→ Exercise prompt: Set down the entries once more, exactly as given.
----
PR #3025, opened 2023-08-11
Add checked float-to-int helper function

eduardosm:
As discussed in https://github.com/rust-lang/miri/pull/2989#discussion_r1287252367

### DIFF
--- a/src/shims/intrinsics/mod.rs
+++ b/src/shims/intrinsics/mod.rs
@@ -6,12 +6,12 @@ use std::iter;
 use log::trace;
----
→ Exercise output:
PR #3025, opened 2023-08-11
Add checked float-to-int helper function

eduardosm:
As discussed in https://github.com/rust-lang/miri/pull/2989#discussion_r1287252367

### DIFF
--- a/src/shims/intrinsics/mod.rs
+++ b/src/shims/intrinsics/mod.rs
@@ -6,12 +6,12 @@ use std::iter;
 use log::trace;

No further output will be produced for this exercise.